# Horus Heresy Short: Black Oculus! (John French)



## forkmaster (Jan 2, 2010)

*The Story*:
_After Fulgrim’s ascension to daemonhood at Iydris, Perturabo and his Legion were trapped by the singularity at the heart of the so-called ‘Eye of Terror’. Their only option? To thread the needle, and dive into the heart of the black hole. Perhaps by sheer blind luck, they were transported far across the warp to the Tallarn System – but the Navigators in service to the Iron Warriors fleet were irreversibly corrupted by that harrowing experience. Now they serve a new purpose, and Perturabo’s plans for revenge come closer to fruition..._
*Read it because*:
_Bridging the gap between Angel Exterminatus and the Battle of Tallarn, this short story focuses on the Navigators assigned to Iron Warrior Legion fleet.
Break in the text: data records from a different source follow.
PR #625, opened 2019-12-06
add cloudformation create stack function

daniel-greening:
## Change
Add support for cloudformation service `create_stack` api: https://docs.aws.amazon.com/AWSCloudFormation/latest/APIReference/API_CreateStack.html

Example Usage:
```erlang
create_my_stack() ->
    {ok, AwsConfig} = erlcloud_aws:profile(),
    Spec = #cloudformation_create_stack_input{
        stack_name="TestStack",
        template_url="https://example-domain.net/cloudformation-template.json"
    },
    {ok, StackId} = erlcloud_cloudformation:create_stack(Spec, AwsConfig).
```

### DIFF
--- a/src/erlcloud_cloudformation.erl
+++ b/src/erlcloud_cloudformation.erl
@@ -170,17 +170,13 @@ delete_stack(Spec = #cloudformation_delete_stack_input{}) ->
     delete_stack(Spec, default_config()).
 
 -spec delete_stack(cloudformation_delete_stack_input(), aws_config()) ->
-    {ok, string()} | {error, error_reason()}.
+    ok | {error, error_reason()}.
 delete_stack(Spec = #cloudformation_delete_stack_input{}, Config = #aws_config{}) ->
 
     Params = delete_stack_input_to_params(Spec),
     case cloudformation_request(Config, "DeleteStack", Params) of
-        {ok, XmlNode} ->
-            RequestId = erlcloud_xml:get_text(
-                    "/DeleteStackResponse/DeleteStackResult/RequestId",
-                    XmlNode,
-                    undefined),
-            {ok, RequestId};
+        {ok, _XmlNode} ->
+            ok;
         {error, Error} ->
             {error, Error}
     end.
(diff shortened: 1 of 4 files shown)


src/erlcloud_cloudformation.erl
```diff
@@ -659,6 +683,113 @@ extract_account_limit(XmlNode) ->
...
+                FieldFun(Parameter)
+            ) | Acc]
+        end,
+        [],
+        List
+    ));
+member_object_array(_Prefix, _Fun, _) ->
+    [].
+
+member_list(Prefix, List) when is_list(List) ->
```
kkuzmin: we can probably reuse `erlcloud_util:encode_list()`.
And also worth moving the rest of `member...()` function into `erlcloud_util.erl`

src/erlcloud_cloudformation.erl
```diff
@@ -659,6 +725,137 @@ extract_account_limit(XmlNode) ->
...
+        { "EnableTerminationProtection", Spec#cloudformation_create_stack_input.enable_termination_protection },
+        { "OnFailure", Spec#cloudformation_create_stack_input.on_failure },
+        { "RoleARN", Spec#cloudformation_create_stack_input.role_arn },
+        { "StackName", Spec#cloudformation_create_stack_input.stack_name },
+        { "StackPolicyBody", Spec#cloudformation_create_stack_input.stack_policy_body },
+        { "StackPolicyURL", Spec#cloudformation_create_stack_input.stack_policy_url },
+        { "TemplateBody", Spec#cloudformation_create_stack_input.template_body },
+        { "TemplateURL", Spec#cloudformation_create_stack_input.template_url },
+        { "TimeoutInMinutes", Spec#cloudformation_create_stack_input.timeout_in_minutes }
+    ].
```
kkuzmin: Do we need to call `filter_undefined()` here as well?

src/erlcloud_cloudformation.erl
daniel-greening: undefined get filtered out here https://github.com/erlcloud/erlcloud/blob/master/src/erlcloud_aws.erl#L1055 we just need to worry about filtering out nested fields like parameters, capabilities etc

src/erlcloud_cloudformation.erl
daniel-greening: undefined get filtered out here https://github.com/erlcloud/erlcloud/blob/master/src/erlcloud_aws.erl#L1055 we just need to worry about filtering out nested fields like parameters, capabilities etc

PR #632, opened 2020-02-13
Properly encode SQS queue name path

dsrosario:
localstack queue url is in the form of
http://localhost:4576/queue/<queue name>. In order to use erlcloud
with localstack, queue path should not urlencode '/' if this is
present at the QueueName.


dsrosario:
found out that I can use the queue url directly at receive_message in order to cope with localstack.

After their journey through the Eye of Terror, many of their number are... changed. This story also contains some hints as to the Iron Warriors motivation for their attack on Tallarn._

Personally I wasn't a fan of the Tallarn LE novella as I would have preferred to see French deal with the Iron Warriors as I liked his short portrayal of Perturabo in _The Crimson Fist_, but this short actually looks interesting with the premis. Too bad it's only a short.


----------



## Vaz (Mar 19, 2008)

Could be good. French seems to do weird quite well.


----------



## Loli (Mar 26, 2009)

Well French is growing on me with everything I read. The premise is certainly interesting.


----------



## forkmaster (Jan 2, 2010)

I don't know. I like his Imperial Fist in the HH-series but his Ahriman-series has really let me down.


----------